▶ WHAT TO DO:
Scan the following data for lines with "method" and state how many there are, as a number only.

-- RECORDS SHOWN follows --

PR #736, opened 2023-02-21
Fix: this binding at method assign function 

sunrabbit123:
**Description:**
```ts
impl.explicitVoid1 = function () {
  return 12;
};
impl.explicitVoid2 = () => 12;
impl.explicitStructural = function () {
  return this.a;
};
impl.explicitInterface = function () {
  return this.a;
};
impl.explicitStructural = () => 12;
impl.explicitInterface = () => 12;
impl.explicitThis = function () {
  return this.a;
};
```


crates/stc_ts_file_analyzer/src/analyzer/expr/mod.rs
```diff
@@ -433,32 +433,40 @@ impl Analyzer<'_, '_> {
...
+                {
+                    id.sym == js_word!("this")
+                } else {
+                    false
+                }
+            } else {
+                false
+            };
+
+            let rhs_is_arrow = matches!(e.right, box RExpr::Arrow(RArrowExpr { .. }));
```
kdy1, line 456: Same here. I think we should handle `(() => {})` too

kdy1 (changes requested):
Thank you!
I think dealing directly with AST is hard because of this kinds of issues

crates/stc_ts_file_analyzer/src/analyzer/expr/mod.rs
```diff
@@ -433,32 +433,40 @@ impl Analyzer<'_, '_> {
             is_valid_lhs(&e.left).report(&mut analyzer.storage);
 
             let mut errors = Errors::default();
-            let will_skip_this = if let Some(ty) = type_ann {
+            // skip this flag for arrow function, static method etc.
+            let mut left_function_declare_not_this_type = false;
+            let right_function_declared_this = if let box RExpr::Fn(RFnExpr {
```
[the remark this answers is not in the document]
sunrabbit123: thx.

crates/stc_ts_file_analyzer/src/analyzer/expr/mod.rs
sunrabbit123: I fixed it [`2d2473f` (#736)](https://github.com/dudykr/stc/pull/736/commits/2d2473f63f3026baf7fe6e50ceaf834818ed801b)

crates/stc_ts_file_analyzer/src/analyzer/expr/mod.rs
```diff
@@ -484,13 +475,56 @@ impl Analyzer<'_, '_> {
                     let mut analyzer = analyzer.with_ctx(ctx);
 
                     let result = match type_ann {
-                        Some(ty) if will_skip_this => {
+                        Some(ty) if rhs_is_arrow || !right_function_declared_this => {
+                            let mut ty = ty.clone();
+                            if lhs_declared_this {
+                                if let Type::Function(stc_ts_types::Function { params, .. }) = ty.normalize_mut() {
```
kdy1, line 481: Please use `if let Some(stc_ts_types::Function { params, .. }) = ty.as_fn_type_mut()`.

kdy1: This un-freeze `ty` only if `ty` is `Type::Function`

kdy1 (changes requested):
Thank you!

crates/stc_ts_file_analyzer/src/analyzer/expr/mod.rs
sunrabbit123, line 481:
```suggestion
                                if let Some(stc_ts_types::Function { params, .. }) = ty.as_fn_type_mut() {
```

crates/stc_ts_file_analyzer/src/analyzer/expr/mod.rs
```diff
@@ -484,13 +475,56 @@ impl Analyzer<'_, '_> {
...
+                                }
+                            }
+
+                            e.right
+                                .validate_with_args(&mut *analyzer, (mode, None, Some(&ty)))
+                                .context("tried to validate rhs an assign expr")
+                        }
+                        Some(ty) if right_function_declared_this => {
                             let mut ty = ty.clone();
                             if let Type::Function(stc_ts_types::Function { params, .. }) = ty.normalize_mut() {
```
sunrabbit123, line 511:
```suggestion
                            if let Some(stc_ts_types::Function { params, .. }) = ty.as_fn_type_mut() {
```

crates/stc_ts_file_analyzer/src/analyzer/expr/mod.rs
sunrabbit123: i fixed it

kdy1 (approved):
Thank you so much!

-- RECORDS SHOWN concluded --

▶ ANSWER SPACE:
2